PR #3084, opened 2022-08-20
build: pin public_suffix Ruby gem to version 4.0.7

deadprogram:
This PR pins the `public_suffix` Ruby gem to version 4.0.7 to avoid needing to update Ruby version for build.

Needed to fix the CI build on `dev` branch due to upstream changes in dependencies.


deadprogram:
Merging to get back to green.

PR #3089, opened 2022-08-23
Draft: improve CI test for timers

kenbell:


deadprogram:
@kenbell looks like this is passing CI. What do you think?

kenbell:
@deadprogram I've re-triggered MacOS.  If that works, that will be 3 in a row that worked, so probably good to merge.

deadprogram:
Thank you very much for the quick fix @kenbell now merging.

PR #3092, opened 2022-08-24
main: ignore ports with VID/PID if not candidates

sago35:
Fall-back using `secondaryPorts` can cause uf2 to be written to the wrong device.
For example, the problem occurs in the following cases

* XIAO and WioTerminal are connected to the PC
* While developing WioTerminal, wrote a program that caused panic
* Ran `tinygo flash -target wioterminal` in this state
* touchSerialPortAt1200bps() to XIAO and flash wrong UF2 for Wio Terminal

| json | msd-volume-name |
| -- | -- |
| targets/feather-m0.json |    "msd-volume-name": "FEATHERBOOT" |
| targets/feather-m4.json |    "msd-volume-name": "FEATHERBOOT" |
| targets/microbit-v2.json |    "msd-volume-name": "MICROBIT" |
| targets/microbit.json | "msd-volume-name": "MICROBIT" |
| targets/wioterminal.json |    "msd-volume-name": "Arduino" |
| targets/xiao.json |    "msd-volume-name": "Arduino" |

The following process is similar to that of secondaryPorts, but without the candidates.
This is the case when VID/PID is not defined in `targets/*.json`.
For now, I believe that this process is less problematic without any changes.
However, if changes are needed, please comment.

https://github.com/tinygo-org/tinygo/blob/d1baa392edeefe1ee9b7c4bd7287a1d554af8be8/main.go#L1039-L1045

### DIFF
--- a/main.go
+++ b/main.go
@@ -978,8 +978,7 @@ func getDefaultPort(portFlag string, usbInterfaces []string) (port string, err e
 			preferredPortIDs = append(preferredPortIDs, [2]uint16{uint16(vid), uint16(pid)})
 		}
 
-		var primaryPorts []string   // ports picked from preferred USB VID/PID
-		var secondaryPorts []string // other ports (as a fallback)
+		var primaryPorts []string // ports picked from preferred USB VID/PID
 		for _, p := range portsList {
 			if !p.IsUSB {
 				continue
@@ -1001,8 +1000,6 @@ func getDefaultPort(portFlag string, usbInterfaces []string) (port string, err e
 					continue
 				}
 			}
-
-			secondaryPorts = append(secondaryPorts, p.Name)
 		}
 		if len(primaryPorts) == 1 {
 			// There is exactly one match in the set of preferred ports. Use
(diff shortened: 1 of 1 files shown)


deadprogram:
Seems like a much safer assumption to me. Now merging, thanks @sago35

aykevl:
This change breaks support for the ESP32-C3. Try the following to reproduce:

    tinygo flash -target=esp32c3 examples/serial

It will exit with `error: unable to locate a serial port` even though it has a serial port available: /dev/ttyUSB0.

aykevl:
I think it fails in the following way:

1. The vid/pid pair of this chip is not specified in the target JSON file (because there are too many), therefore `primaryPorts` is empty.
2. `len(ports)` remains 0, so it uses the fallback to find serial ports.
3. The fallback only works for `/dev/ttyACM*` ports, not for `/dev/ttyUSB*` ports (as used on many boards, including my esp32-c3 board).

Therefore, my conclusion is that we should not use the fallback and instead use the other ports as returned from `GetDetailedPortsList`.

aykevl:
I think a complete fix for the issue described by @sago35 is by having a way to say "this board _only_ uses these vid/pid pairs". For example, you could say that Wio Terminal only ever uses 2886:802d, and if that vid/pid pair is not available it should exit with an error instead of attempting to flash using other serial ports. That would have prevented flashing to the wrong board in this case.

(Alternatively, it could be the other way round: let some boards like the Arduino Uno and most esp32 based boards say that the `serial-port` array is not complete).

PR #3094, opened 2022-08-24
runtime: implement resetTimer

joeshaw:
runtime: implement resetTimer

A follow up to #2954 / #1402, which implemented startTimer and stopTimer.

### DIFF
--- a/src/runtime/time.go
+++ b/src/runtime/time.go
@@ -13,6 +13,7 @@ func (t *timerNode) whenTicks() timeUnit {
 }
 
 // Defined in the time package, implemented here in the runtime.
+//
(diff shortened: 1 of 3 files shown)


deadprogram:
Looks like you might need to rebase against the latest `dev` branch?

joeshaw:
It was latest `dev` when I pushed it, but it looks like the return value from `resetTimer` is not consistent. That needs investigating.

joeshaw:
Actually, I think it was just flaky test timing.  Force-pushed an update to hopefully fix that 🤞

deadprogram (approved):
Thanks for working on this @joeshaw

PR #3097, opened 2022-08-26
boards: Add XIAO ESP32C3 board

ysoldak:
Seeed Studio [XIAO ESP32C3](https://www.seeedstudio.com/Seeed-XIAO-ESP32C3-p-5431.html) is an IoT mini development board based on the Espressif ESP32-C3 WiFi/Bluetooth dual-mode chip.


deadprogram:
Thank you for the new board @ysoldak now merging.

PR #3098, opened 2022-08-26
targets: fail fast on duplicate values in target field slices

ysoldak:
This is how it fails now:
```
/Users/yursol/bin/tinygo build -size short -o test.hex -target=p1am-100            examples/blinky1
panic: duplicate value 'atsamd21g18a' in field : BuildTags

goroutine 1 [running]:
github.com/tinygo-org/tinygo/compileopts.(*TargetSpec).overrideProperties(0xc00028e2c0, 0xc00028e000)
	/Users/yursol/Private/code/tinygo/compileopts/target.go:98 +0x848
github.com/tinygo-org/tinygo/compileopts.(*TargetSpec).resolveInherits(0xc00028e000)
	/Users/yursol/Private/code/tinygo/compileopts/target.go:157 +0x4d
github.com/tinygo-org/tinygo/compileopts.LoadTarget(0xc00028c000)
	/Users/yursol/Private/code/tinygo/compileopts/target.go:223 +0x2b3
github.com/tinygo-org/tinygo/builder.NewConfig(0xc00028c000)
	/Users/yursol/Private/code/tinygo/builder/config.go:16 +0x33
main.Build({0x7ff7bfeff9a8, 0x10}, {0x7ff7bfeff98e, 0x8}, 0xc00028c000)
	/Users/yursol/Private/code/tinygo/main.go:143 +0x56
main.main()
	/Users/yursol/Private/code/tinygo/main.go:1443 +0x3c75
make: *** [smoketest] Error 2

```

### DIFF
--- a/compileopts/target.go
+++ b/compileopts/target.go
@@ -88,8 +88,17 @@ func (spec *TargetSpec) overrideProperties(child *TargetSpec) {
 			if !src.IsNil() {
 				dst.Set(src)
 			}
-		case reflect.Slice: // for slices, append the field
+		case reflect.Slice: // for slices, append the field and check for duplicates
 			dst.Set(reflect.AppendSlice(dst, src))
+			for i := 0; i < dst.Len(); i++ {
+				v := dst.Index(i).String()
+				for j := i + 1; j < dst.Len(); j++ {
+					w := dst.Index(j).String()
+					if v == w {
+						panic("duplicate value '" + v + "' in field : " + field.Name)
+					}
+				}
+			}
 		default:
 			panic("unknown field type : " + kind.String())
 		}
--- a/targets/p1am-100.json
+++ b/targets/p1am-100.json
@@ -1,6 +1,6 @@
 {
     "inherits": ["atsamd21g18a"],
-    "build-tags": ["sam", "atsamd21g18a", "p1am_100"],
+    "build-tags": ["p1am_100"],
     "flash-command": "bossac -d -i -e -w -v -R --port={port} --offset=0x2000 {bin}",
     "flash-1200-bps-reset": "true"
 }


ysoldak:
The target file is fixed, but it fails timer test on macOS.
Seem to be a random glitch.

deadprogram:
@ysoldak please rebase against latest `dev` I think that spurious fail was fixed.

ysoldak:
@deadprogram done

compileopts/target.go
```diff
@@ -88,8 +88,17 @@ func (spec *TargetSpec) overrideProperties(child *TargetSpec) {
...
 			}
-		case reflect.Slice: // for slices, append the field
+		case reflect.Slice: // for slices, append the field and check for duplicates
 			dst.Set(reflect.AppendSlice(dst, src))
+			for i := 0; i < dst.Len(); i++ {
+				v := dst.Index(i).String()
+				for j := i + 1; j < dst.Len(); j++ {
+					w := dst.Index(j).String()
+					if v == w {
+						panic("duplicate value '" + v + "' in field : " + field.Name)
```
deadprogram, line 98: Perhaps add info about which target failed here e.g. target name.

ysoldak: No such information here?
All we have is `TargetSpec` struct, i.e. different fields, but not the actual file name.

I don't think we need this either, since we always know what target we are building or flashing. And the problem is either in the target file itself or in a target up the chain.

In this repo, smoke test  that builds every board target shall catch all such cases if we ever have them and the last target built, and failed, is the one that has the problem.

deadprogram: OK fair enough. I'll go with that.

deadprogram:
Merging, thanks for the improvements @ysoldak

PR #3099, opened 2022-08-27
compiler: use the LLVM builtins everywhere

aykevl:
This gives some more optimization opportunities to LLVM, because it understands these intrinsics. For example, it might convert llvm.sqrt.f64 to llvm.sqrt.f32 if possible (for example, if code does `float32(math.Sqrt(float64(v))`).

---

This change should make some future changes easier to do.

It probably won't pass CI tests, I need to look into an issue on Windows at least.


deadprogram:
@aykevl this PR is passing all tests. Is there still something that needs to be looked into before merge?

aykevl:
Yes it is ready.

deadprogram:
Now merging, thanks @aykevl

PR #3101, opened 2022-08-28
machine: Add support for Adafruit QT2040 board.

schultz-is:
This adds support for the Adafruit QT2040 board, based on the RP2040. The board shares a few properties with the already-supported Adafruit Feather RP2040: both use an 8MB QSPI flash chip, a 12MHz oscillator, and have a STEMMA QT port for I2C. However the QT2040 appears intended mainly for I2C development, and doesn't provide any pin mapping outside of its integrated NeoPixel LED and QT port. Due to the lack of a simple onboard LED, the smoke test I've included is the RP2040 ADC example, but I'm happy to change that to something else if y'all would prefer.

Thanks y'all!

EDIT: Forgot to mention that I pulled the USB VID/PID from the [Arduino library](https://github.com/earlephilhower/arduino-pico/blob/a97dc38e8778f531ec4d7eddfe66f464d8be434a/tools/json/adafruit_trinkeyrp2040qt.json#L6-L7) recommended in Adafruit's documentation.

### DIFF
--- a/Makefile
+++ b/Makefile
@@ -597,6 +597,8 @@ endif
 	@$(MD5SUM) test.hex
 	$(TINYGO) build -size short -o test.hex -target=challenger-rp2040    examples/blinky1
 	@$(MD5SUM) test.hex
+	$(TINYGO) build -size short -o test.hex -target=trinkey-qt2040      examples/adc_rp2040
+	@$(MD5SUM) test.hex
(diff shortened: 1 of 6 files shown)


deadprogram:
Looks great @schultz-is thank you very much! Now merging.

PR #3102, opened 2022-08-28
Math intrinsics

aykevl:
Continuation of #3099. This reduces the number of math operations in alias.go to just four. Aliases are really just a workaround so I prefer to support them in a different way.

This PR needs to be rebased on #3099 once it is merged. (Alternatively, this PR could be merged instead of #3099 as the first commit is identical to #3099).


aykevl:
I mis-remembered that we were using Go 1.17 as the minimum version. We're still at Go 1.16, which is why the CI fails.

aykevl:
This PR should be rebased after merging #2904.

aykevl:
It is now rebased, so ready to merge.

deadprogram:
Thanks @aykevl now merging :1234: :heavy_division_sign: :1234:

PR #3411, opened 2023-01-25
target/lgt92: fix openocd target and interface

ofauchon:
Some fixes for Dragino LGT92 target board: 

- Target MCU was not properly defined for LGT92 target (should be stm32l0)
- Change openocd interface from stlink-v2 to stlink (interface/stlink-v2.cfg is deprecated)

Specifications : https://www.dragino.com/products/lora-lorawan-end-node/item/142-lgt-92.html
Changes were tested on LGT92 device.


deadprogram:
Thank you for the correction @ofauchon now merging.

PR #3412, opened 2023-01-26
runtime/stm32wlx: change init order so clock speeds are correct

deadprogram:
This PR modifies the runtime init order for the `stm32wlx` so the clock speeds are set before peripherals started.


ofauchon:
UART still working fine at baudrates 9600 / 115200 on LoraE5 development board. 
LGTM

ofauchon (approved):
Tested on LoarE5 dev board. 
uart still works as expected

deadprogram:
Thanks for testing @ofauchon now merging.

PR #3414, opened 2023-01-27
Support for the Espressif ESP32-C3-DevKit-RUST-1 development board

inindev:
Signed-off-by: John Clark <inindev@gmail.com>

### DIFF
--- a/src/machine/board_esp32-c3-devkit-rust-1.go
+++ b/src/machine/board_esp32-c3-devkit-rust-1.go
@@ -1,0 +1,81 @@
+//go:build esp32_c3_devkit_rust_1
+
^^^^
Note every line in the material with "fails" and copy it.

### Written solution:
I think it fails in the following way:
This is how it fails now:
The target file is fixed, but it fails timer test on macOS.
I mis-remembered that we were using Go 1.17 as the minimum version. We're still at Go 1.16, which is why the CI fails.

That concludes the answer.